Ms. Brown had argued that the district was biased against her because the hearing officer who reviewed the nonrenewal of her contract had a close relationship with the superintendent and they had been involved in her earlier suspension.

Driver Charged in Deaths

A Tennessee grand jury has indicted the driver of a bus that crashed there last month, killing a teacher and a student returning from an academic fair.

Shirley J. Rook was charged April 15 with two counts of vehicular homicide and two counts of criminally negligent homicide, as well as one count each of aggravated assault and reckless endangerment. All are felonies.

Ms. Rook worked as a driver and trainer for the 10,500-student Blount County district’s school bus contractor, Rocky Top Tours in Pigeon Forge.

She was returning students and their chaperones to William Blount High School in Maryville on March 26. As she changed lanes on Interstate 40 in Lenoir City, the bus collided with a tractor-trailer, according to her lawyer, Ralph E. Harwell. The truck driver has not been charged.

A trial could begin in three to four months, Mr. Harwell said. The National Transportation Safety Board in Washington is continuing its investigation and could complete it in six months to a year.

Girl Left on Bus Overnight

A bus driver was arrested April 16 and charged with endangering the welfare of a child after he left a 12-year-old Chicago girl with Down syndrome overnight on his school bus.

The girl’s grandmother reported the child missing to the police around midnight, and the girl was found on the bus in the early morning.

The driver worked for White Transportation Co. in Chicago, a contractor for the Chicago school system. A bus aide, employed directly by the district, also neglected to see that the child had left the bus.

“The bus aide’s responsibility is to see to the needs of the youngsters, help them on the bus and off the bus. She obviously didn’t do her job,” said Woody Fitzmaurice, the general manager of the transportation bureau for the 425,000-student district.

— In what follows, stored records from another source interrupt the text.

Issue #1983, opened 2017-12-28
lpairs-1.0.4 failed to build on x86_64


nysnatuss:
[games-puzzle/lpairs-1.0.4](https://github.com/haikuports/haikuports/blob/master/games-puzzle/lpairs/lpairs-1.0.4.recipe) failed to build on x86_64.

Error: ([Full log](https://pastebin.com/CGHLbFu9))
```
source='main.c' object='main.o' libtool=no \
DEPDIR=.deps depmode=none /bin/sh ../depcomp \
gcc -DHAVE_CONFIG_H -DSRC_DIR=\"/packages/lpairs-1.0.4-1/.self/data/lpairs/\" -DSOUND -DLOCALEDIR=\"/packages/lpairs-1.0.4-1/.self/data/locale\" -I. -I. -I..     -g -O2 -I/packages/libsdl-1.2.15-13/.self/develop/headers/SDL -D_GNU_SOURCE=1 -DSDL_1_1_5 -c main.c
/bin/sh: ../depcomp: No such file or directory
```
It seems like it tried to search depcomp in `/bin/sh/../depcomp` which is of course, non-existent in Haiku.

Begasus:
Try adding "autoreconf -vfi" after libtoolize and befor runConfigure?

Oyami-Srk:
Fixed according to @Begasus comment.

Issue #1982, opened 2017-12-28
bdhcalc-1.1 failed to build on x86_64


nysnatuss:
[haiku-apps/bdhcalc-1.1](https://github.com/haikuports/haikuports/blob/master/haiku-apps/bdhcalc/bdhcalc-1.1.recipe) failed to build on x86_64.

Error: ([Full log](https://pastebin.com/DgyFtWSV))
```
In file included from src/bdh_main.cpp:6:0:
src/bdh_view.h:38:21: error: extra qualification 'bdh_view::' on member 'pwr2' [-fpermissive]
  unsigned long long bdh_view::pwr2(unsigned long long power);
                     ^
src/bdh_view.h:39:21: error: extra qualification 'bdh_view::' on member 'pwr10' [-fpermissive]
  unsigned long long bdh_view::pwr10(unsigned long long power);
                     ^
In file included from /boot/system/develop/headers/os/interface/Alert.h:11:0,
                 from /boot/system/develop/headers/os/InterfaceKit.h:6,
                 from src/bdh_main.cpp:1:
/boot/system/develop/headers/os/interface/Window.h: In member function 'virtual void bdh_window::MessageReceived(BMessage*)':
/boot/system/develop/headers/os/interface/Window.h:291:18: error: 'typedef class BLooper BWindow::inherited' is private
  typedef BLooper inherited;
                  ^
src/bdh_main.cpp:44:2: error: within this context
  inherited::MessageReceived(msg);
  ^
```
I think we can just remove the `bdh_view::` and make `typedef class BLooper BWindow::inherited` public.

Oyami-Srk:
Fixed.

nysnatuss:
Fixed in #1993.

Issue #1980, opened 2017-12-28
ppviewer-1.0.0 failed to build on x86_64


nysnatuss:
[haiku-apps/ppviewer-1.0.0](https://github.com/haikuports/haikuports/blob/master/haiku-apps/ppviewer/ppviewer-1.0.0.recipe) failed to build on x86_64.

Error: [Full log](https://pastebin.com/58RaF4qX)
```
MainWindow.cpp: In constructor 'MainWindow::MainWindow(BRect, const char*, BFile*)':
MainWindow.cpp:69:98: error: taking address of temporary [-fpermissive]
  contentView=new BTextView(rect, "contentView", text_rect,be_fixed_font, &((rgb_color){0,0,0,255}),B_FOLLOW_ALL_SIDES, B_WILL_DRAW);
                                                                                                  ^
MainWindow.cpp: In constructor 'MainWindow::MainWindow(BRect, const char*, const char*, off_t)':
MainWindow.cpp:129:98: error: taking address of temporary [-fpermissive]
  contentView=new BTextView(rect, "contentView", text_rect,be_fixed_font, &((rgb_color){0,0,0,255}),B_FOLLOW_ALL_SIDES, B_WILL_DRAW);
                                                                                                  ^
```

Oyami-Srk:
Fixed.

nysnatuss:
Fixed in #1993.

Issue #1979, opened 2017-12-28
helios-1.7.2 failed to build on x86_64


nysnatuss:
[haiku-apps/helios-1.7.2](https://github.com/haikuports/haikuports/blob/master/haiku-apps/helios/helios-1.7.2.recipe) failed to build on x86_64.

The main error is: ([Full log](https://pastebin.com/ABxZYz8M))
```
error: call of overloaded 'RemoveItem(long int)' is ambiguous

...

note: candidate: bool BMenu::RemoveItem(BMenuItem*)
    bool    RemoveItem(BMenuItem* item);
            ^
note: candidate: BMenuItem* BMenu::RemoveItem(int32)
    BMenuItem*   RemoveItem(int32 index);
                 ^
note: candidate: bool BMenu::RemoveItem(BMenu*)
    bool    RemoveItem(BMenu* menu);
            ^
```
It seems like `RemoveItem()` does not accept long int and throw an error instead. ([Ref](https://stackoverflow.com/questions/4672152/call-of-overloaded-function-is-ambiguous))

Oyami-Srk:
Which version of Haiku are you using? I tested in Haiku 51602 and the atomic_add requires int32(I think in x64, atomic add should requires int64.

Oyami-Srk:
Fixed

scottmc:
Please upstream the patch to HaikuArchives, once that is accepted, then this issue can be closed.

nysnatuss:
Fixed in #1993.

PR #1993, opened 2017-12-29
Fix 4 building failed in x86_64 issues.

Oyami-Srk:
Issues: #1979 #1980 #1982 #1983


games-puzzle/lpairs/lpairs-1.0.4.recipe
```diff
@@ -27,14 +27,19 @@ BUILD_REQUIRES="
...
+	cmd:autoreconf
 	"
+if [ "$buildArchitecture"x == "x86_64"x ] ; then
+PATCHES="lpairs-1.0.4.patchset"
+fi
 
 BUILD()
 {
 	libtoolize --force --copy --install
+	autoreconf -vfi
```
alaviss: Please don't run `autoreconf` after modifying `configure` as this command will generate a brand new `configure`, overriding our changes. It's advised to modify `configure.ac` instead

haiku-apps/bdhcalc/bdhcalc-1.1.recipe
```diff
@@ -27,6 +27,10 @@ BUILD_PREREQUIRES="
 	cmd:g++
 	"
 
+if [ "$buildArchitecture"x == "x86_64"x ] ; then
+PATCHES="bdhcalc-1.1.patchset"
```
alaviss: Only x86_gcc2 use gcc2. And I believe we don't need an trailing `x`

```diff
-if [ "$buildArchitecture"x == "x86_64"x ] ; then
+if [ "$buildArchitecture" != "x86_gcc2" ] ; then
```

haiku-apps/helios/helios-1.7.2.recipe
```diff
@@ -24,8 +24,11 @@ BUILD_REQUIRES="
 BUILD_PREREQUIRES="
 	makefile_engine
 	cmd:make
-	cmd:gcc
+	cmd:g++
 	"
+if [ "$buildArchitecture"x == "x86_64"x ] ; then
```
alaviss: Same as above

```diff
-if [ "$buildArchitecture"x == "x86_64"x ] ; then
+if [ "$buildArchitecture" != "x86_gcc2" ] ; then
```

haiku-apps/ppviewer/ppviewer-1.0.0.recipe
```diff
@@ -25,6 +25,10 @@ BUILD_PREREQUIRES="
 	cmd:g++
 	"
 
+if [ "$buildArchitecture"x == "x86_64"x ] ; then
```
alaviss: Same as above

```diff
-if [ "$buildArchitecture"x == "x86_64"x ] ; then
+if [ "$buildArchitecture" != "x86_gcc2" ] ; then
```

games-puzzle/lpairs/lpairs-1.0.4.recipe
Oyami-Srk: Thanks for the review! autoreconf solved missing "../depcomp". I disabled dependency tracking instead of using autoreconf to fix it. But I don't know whether it's good or not.
Program build well and run properly for me.

haiku-apps/bdhcalc/bdhcalc-1.1.recipe
fbrosson: I'd strongly recommend using `$effectiveTargetArchitecture` which is the same as `$targetArchitecture` for primary architectures. On recipes which do not support secondary architectures, this makes no difference. But on the other recipes, using `$buildArchitecture` (to decide e.g. if a patch is needed or not) is generally not appropriate.
Therefore, to keep consistency across all recipes, it is better to use the variable which works on all cases, and this is `$effectiveTargetArchitecture`.

On secondary arch builds, e.g. x86 second arch on x86_gcc2, we have:
```
effectiveTargetArchitecture='x86'
buildArchitecture='x86_gcc2'
targetArchitecture='x86_gcc2'
```
BTW, this is the output of `grep rchitecture= wrapper-script` inside the `work-x86-$portVersion` of any package being built on x86_gcc2 for the x86 secondary arch.

nysnatuss:
Do `REVISION=1` need to be updated in this PR?

Oyami-Srk:
Thanks for your reminder, @fbrosson . I think I should separating problems of GCC and x64 itself by using `$effectiveTargetArchitecture` and `$buildArchitecture`. May Haiku release a 32-bits version with GCC5 instead of outdated GCC2?

haiku-apps/bdhcalc/bdhcalc-1.1.recipe
```diff
@@ -27,6 +27,10 @@ BUILD_PREREQUIRES="
 	cmd:g++
 	"
 
+if [ "$effectiveTargetArchitecture" == "x86_64" ] ; then
```
fbrosson: * If it's a gcc2 vs gcc5 test, then you should use:
```
if [ "$effectiveTargetArchitecture" != x86_gcc2 ] ; then
```
(This is because an (unsupported) Haiku/x86 exists and is 32 bits with gcc5.)

* If it's a 32 bit vs 64 bis issue, then I would recommend using `=` instead of `==`
```
if [ "$effectiveTargetArchitecture" = x86_64 ] ; then
```
(Using `==` is a bashism. `=` works on `sh` and `bash`, while `==` only works on `bash`)

* BTW, you can keep the quotes if you wish, but, as you certainly know, they are not required in string constants (as long as they don't have unprotected white spaces.)

haiku-apps/helios/helios-1.7.2.recipe
```diff
@@ -3,11 +3,11 @@ DESCRIPTION="Cdrecord GUI frontend."
 HOMEPAGE="https://github.com/HaikuArchives/Helios"
 COPYRIGHT="2000-2004 Maurice Michalski"
 LICENSE="MIT"
-REVISION="1"
+REVISION="2"
 SOURCE_URI="git+https://github.com/HaikuArchives/Helios.git#ffbbca7"
```
alaviss: You should just move this to a later commit instead. Looks like most x86_64 issues has been fixed upstream. See https://github.com/HaikuArchives/Helios/commit/b870e477789928027dd4f3a444219cb820944678

haiku-apps/ppviewer/ppviewer-1.0.0.recipe
```diff
@@ -25,6 +25,10 @@ BUILD_PREREQUIRES="
 	cmd:g++
 	"
 
+if [ "$effectiveTargetArchitecture" == "x86_64" ] ; then
+PATCHES="ppviewer-1.0.0.patchset"
```
fbrosson: We like to use `$portVersion` when that's possible :)
```diff
-PATCHES="ppviewer-1.0.0.patchset"
+PATCHES="ppviewer-$portVersion.patchset"
```
(you can do the same change on ther other recipes you are already editing.)

haiku-apps/bdhcalc/bdhcalc-1.1.recipe
```diff
@@ -27,6 +27,10 @@ BUILD_PREREQUIRES="
...
+PATCHES="bdhcalc-1.1.patchset"
```
alaviss: I believe this patch could be upstreamed, and I encourage you to do so

haiku-apps/ppviewer/ppviewer-1.0.0.recipe
alaviss: This patch also looks upstreamable, and it should also work for gcc2 (untested)

haiku-apps/helios/helios-1.7.2.recipe
```diff
@@ -3,11 +3,11 @@ DESCRIPTION="Cdrecord GUI frontend."
 HOMEPAGE="https://github.com/HaikuArchives/Helios"
 COPYRIGHT="2000-2004 Maurice Michalski"
 LICENSE="MIT"
-REVISION="1"
-SOURCE_URI="git+https://github.com/HaikuArchives/Helios.git#ffbbca7"
-CHECKSUM_SHA256="ce82ede4fd218d3f0c7e30cafc061d2a377e473dbc88512a61e286f21ae51925"
+REVISION="3"
```
alaviss: Your PR hasn't been merged yet, so you don't have to bump revision. Revision bumping is only needed for packages that builds in the main repo

```diff
-REVISION="3"
+REVISION="2"
```

games-puzzle/lpairs/patches/lpairs-1.0.4.patchset
```diff
@@ -69,5 +63,28 @@ index 301878a..a786e39 100644
...
+diff --git a/lpairs/sdl.c b/lpairs/sdl.c
+index 5937097..e4779c4 100644
+--- a/lpairs/sdl.c
++++ b/lpairs/sdl.c
+@@ -480,7 +480,7 @@ void hardware_cap()
+ /*
+     update rectangle (0,0,0,0)->fullscreen
+ */
+-inline void refresh_screen(int x, int y, int w, int h)
++void refresh_screen(int x, int y, int w, int h)
```
alaviss: May I ask what error happened during build that requires you to remove `inline`?

Please also note that `inline` is also specified in `sdl.h`

Oyami-Srk: Because the `inline void refresh_screen(int x, int y, int w, int h)` has no definition in header, compiler cannot find the reference to this function. So the `undefined reference to refresh_screen` will happened. The inline function in a cpp file will be only available to that cpp file(it's inline function, so compiler will not export a alone function reference to object). Header  declares but no definition. Another solution is move the body to header(actually this is more reasonable, but I want to keep the minor fix).

haiku-apps/helios/helios-1.7.2.recipe
Oyami-Srk: Understand. Thanks.

Oyami-Srk:
Completed. Patches of BDH-Calc and PPViewer have been merged to upstream.

games-puzzle/lpairs/lpairs-1.0.4.recipe
```diff
@@ -27,15 +27,18 @@ BUILD_REQUIRES="
 	"
 BUILD_PREREQUIRES="
 	cmd:make
-	cmd:gcc
+	cmd:g++
 	cmd:ld
 	cmd:libtoolize
 	"
+if [ "$effectiveTargetArchitecture" == "x86_64" ] ; then
+PATCHES="lpairs-1.0.4.patchset"
```
alaviss: **WARNING:** All of this is just speculation, no actual testing has been done

It appears to me that your patchset won't cause trouble for gcc2, so you could safely remove this conditional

It’s also the bus driver’s responsibility to make sure the students all get off the bus, he said.

Michael McQuaid, the commanding officer of the Area Two Youth Investigations Division in Chicago, said while he plans to talk to the bus aide, he considers the driver responsible for the incident. A court date has been set for May 29.

When the police visited the girl’s home, they found it to be in such disarray that they charged the girl’s grandmother with neglect and put the 12-year-old girl and her three younger siblings in the custody of the Department of Children and Family Services.

Student Dies in PE Accident

A 7th grader at Berry Middle School in Hoover, Ala., died April 6 after hitting her neck on the bottom bar of a hurdle during a physical education class.

Lyndie Life, 13, was jumping hurdles when she attempted to stop and lost her balance. She fell backward, and her neck struck the bottom of the hurdle.

Jay Glass, the chief deputy coroner for the Jefferson County medical examiner’s office, called the incident “a freak accident.” The girl’s neck was not broken, but she suffered “concussive force to her brain stem,” which stopped her breathing and heartbeat, according to Mr. Glass.

Milestone

Terry Sanford

Terry Sanford, who focused on improving North Carolina’s public schools when he was the state’s governor, died April 18 after a battle with cancer. He was 80.

As governor from 1961 to 1965, Mr. Sanford, a Democrat, promoted legislation to raise teacher salaries and to create the state’s community college system. During his tenure, the state increased public school budgets by 50 percent, much of it through an unpopular sales tax on food, dubbed “Terry’s tax.”

He was the president of Duke University from 1969 to 1975. He was elected to the U.S. Senate in 1986 and served one term.